PR #5096, opened 2020-11-10
Feat: add multiple account report link to account references

jniles:
This PR implements a link from "account references" to the multiple account statement, auto-populating the data in the multiple account select input.  We can use this mechanism to auto-populate other reports as well (such as stock).  Here is what it looks like in action:

rQM9i2kLQM

We also need something like this to filter our balance sheet, though that is probably best left for a totally different report (https://github.com/IMA-WorldHealth/bhima/issues/5094).

### DIFF
--- a/server/controllers/finance/accounts/references.js
+++ b/server/controllers/finance/accounts/references.js
@@ -287,6 +287,22 @@ async function lookupAccountReference(id) {
   return reference;
 }
 
+/**
+ * @function getAccountsForReferenceHTTP
+ *
+ * @description
+ * HTTP interface to compute the accounts associated with a particular reference.
+ */
+async function getAccountsForReferenceHTTP(req, res, next) {
+  const { id } = req.params;
+  try {
+    const accounts = await compute.getAccountsForReference(id);
+    res.status(200).json(accounts);
+  } catch (err) {
+    next(err);
+  }
+}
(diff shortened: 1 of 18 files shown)


server/controllers/finance/accounts/references.js
```diff
@@ -288,13 +287,30 @@ async function lookupAccountReference(id) {
   return reference;
 }
 
+/**
+ * @function getAccountsForReferenceHTTP
+ *
+ * @description
+ * HTTP interface to compute the accounts associated with a particular reference.
+ */
+async function getAccountsForReferenceHTTP(req, res, next) {
```
mbayopanda, line 296: Why did you add `HTTP` in the name of the function, is that a convention?

mbayopanda (approved):
LGTM 👍

server/controllers/finance/accounts/references.js
jniles: There is another function name almost the same thing here.  So, to make sure it wasn't confusing, I named this function that takes in `req`, `res`, `next` "HTTP".  It isn't really a convention - just lack of creativity on my part.

If you can think of a  better name, I would be open to it 😄

jniles:
@mbayopanda can this be merged?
┄┄┄┄┄┄┄┄┄┄┄┄┄┄┄┄┄┄┄┄
→ **What to work on**
Please show the lines in the entries above that hold the string "convention".

→ **Answer to the exercise**
mbayopanda, line 296: Why did you add `HTTP` in the name of the function, is that a convention?
jniles: There is another function name almost the same thing here.  So, to make sure it wasn't confusing, I named this function that takes in `req`, `res`, `next` "HTTP".  It isn't really a convention - just lack of creativity on my part.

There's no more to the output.